Ах, они молодцы, эти дотошные немцы! Они придумали, как уловить даже двадцатую долю движения без боязни, что фазы наложатся друг на друга! Да, это то, что нужно: гейслеровы трубки вспыхивают в темноте двадцать пять раз за секунду – на пластинке запечатляется изображение не человека, а только трубок. Идет сделанная из палочек схема, считай себе на здоровье силы и моменты… И как чисто сделаны измерения, под микроскопом, точность до тысячной миллиметра, нам бы сюда такой…
Но как же неудобно это все у них с гейслеровыми трубками: высокое напряжение, изоляторы на человека надеты, пишут, что по четыре часа облачали, и все равно ведь страшно, вон они на столбах, череп и кости: «Не влезай, убьет!» А тут это «убьет» в двух сантиметрах от тела. Нам такое не подходит. Нет у нас ни гейслеровых трубок, ни трансформаторов. А человек во всем этом наряде наверняка не сможет работать нормально – к чему тогда и огород городить...
На следующий день, как обычно после выходного, у Гастева в кабинете обсуждали ход исследований, планы работ. Николай Александрович рассказал о немецких опытах, посетовал на сложности с высоким напряжением. И вдруг Кекчеев спросил:
– Ты говоришь, они измеряли координаты концов трубок?
– Ну да, а что?
– А то, что они дураки. Им бы взять лампочки от фонарика, по две штуки вместо каждой трубки, и была бы та же картина!

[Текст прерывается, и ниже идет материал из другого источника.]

PR #4042, opened 2019-07-19
Issue 3645: Make direct reads configurable in RocksDB

### LINKED ISSUE #3645: Make direct reads configurable in RocksDB
**Problem description**
According to RocksDB [documentation](https://github.com/facebook/rocksdb/wiki/Direct-IO), enabling direct reads is desirable because i) it avoids using the OS page cache, which requires extra copies of the data, and ii) RocksDB should have a better knowledge of the logical semantics of the data than OS (e.g., replacement policies). For this reason, `RocksDBCache.java` has by default `setUseDirectReads(true)`. However, direct reads are not always available for all OS. In this case, we should expose this parameter in the configuration to disable direct reads when this option is not available in the host OS. 

**Problem location**
`RocksDBCache` and config.

Make RocksDB direct reads configurable.

### LINKED ISSUE #4041: Cherry pick PR 3645 to r0.5
**Problem description**
We need to port #3645 to `0.5` to be able to configure direct reads in RocksDB. However, we need to keep the default value to true, so the configuration for `0.5` remains the same.

**Problem location**
RocksDB config.

Cherry pick the PR and set default value `rocksdb.directReads=true`.

RaulGracia:
**Change log description**  
* Enables RocksDB direct reads to be configurable via rocksdb.directReads
* Sets the default value rocksdb.directReads=true

**Purpose of the change**  
Fixes #3645 

**What the code does**  
Makes RocksDB direct reads configurable, as not all OS/environments support this option. See also PR #3647 .

**How to verify it**  
No code changes, all tests should be passing as before.

### DIFF
--- a/segmentstore/storage/impl/src/main/java/io/pravega/segmentstore/storage/impl/rocksdb/RocksDBConfig.java
+++ b/segmentstore/storage/impl/src/main/java/io/pravega/segmentstore/storage/impl/rocksdb/RocksDBConfig.java
@@ -25,7 +25,7 @@ public class RocksDBConfig {
     public static final Property<Integer> WRITE_BUFFER_SIZE_MB = Property.named("writeBufferSizeMB", 64);
     public static final Property<Integer> READ_CACHE_SIZE_MB = Property.named("readCacheSizeMB", 8);
     public static final Property<Integer> CACHE_BLOCK_SIZE_KB = Property.named("cacheBlockSizeKB", 32);
-    public static final Property<Boolean> DIRECT_READS = Property.named("directReads", false);
+    public static final Property<Boolean> DIRECT_READS = Property.named("directReads", true);
     private static final String COMPONENT_CODE = "rocksdb";
 
     //endregion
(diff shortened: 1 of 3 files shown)


segmentstore/storage/impl/src/main/java/io/pravega/segmentstore/storage/impl/rocksdb/RocksDBConfig.java
```diff
@@ -25,6 +25,7 @@
     public static final Property<Integer> WRITE_BUFFER_SIZE_MB = Property.named("writeBufferSizeMB", 64);
     public static final Property<Integer> READ_CACHE_SIZE_MB = Property.named("readCacheSizeMB", 8);
     public static final Property<Integer> CACHE_BLOCK_SIZE_KB = Property.named("cacheBlockSizeKB", 32);
+    public static final Property<Boolean> DIRECT_READS = Property.named("directReads", true);
```
andreipaduroiu: This is different than `master`. We should make them the same.

https://github.com/pravega/pravega/blob/master/segmentstore/storage/impl/src/main/java/io/pravega/segmentstore/storage/impl/rocksdb/RocksDBConfig.java#L28

fpj: We want to keep the behavior the same as currently have in `0.5`, that's the reason we changing the default, so that we match the current behavior.

andreipaduroiu: @fpj told me offline he requested this. So I withdraw my comment.

fpj: For completeness, I have requested it this way because we did a good amount of testing with this behavior, and I'd rather not change at this point. For `master`, we have a different default value.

– Кекчей, да это же настоящее изобретение! – вскрикнул Бернштейн, на миг потеряв обычную сдержанность. – Как ты все это прекрасно придумал, как прекрасно!
Поздним вечером, когда можно было уже не опасаться, что пластинка засветится и не уловит слабый свет лампочек, зажужжал мотор обтюратора. Николай Александрович махал рукой. Резиновыми дамскими подвязками были прихвачены на ней два электрических светляка – на тыльной стороне ладони и на локте. Пять минут проявка, минута промывки, три минуты фиксаж – и у него в руках пластинка с крапинками черных точек.
Циклограмма. Ключ к построению движений.